Problem to work on: Return all lines below containing the word "value".

*** Data supplied ***

PR #1228, opened 2016-04-19
[work in progress] Arrays of value classes

VladimirNik:
Represent an array of T where T is value class:
```scala
class T(val param: X) extends AnyVal
```
with the instance of VCX\*Array, where X\* is underlying type of T if X is primitive type and `Object` otherwise. In the current version of Dotty arrays of value classes are represented with T[] .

*** End of Data supplied ***

Result:
[work in progress] Arrays of value classes
Represent an array of T where T is value class:
with the instance of VCX\*Array, where X\* is underlying type of T if X is primitive type and `Object` otherwise. In the current version of Dotty arrays of value classes are represented with T[] .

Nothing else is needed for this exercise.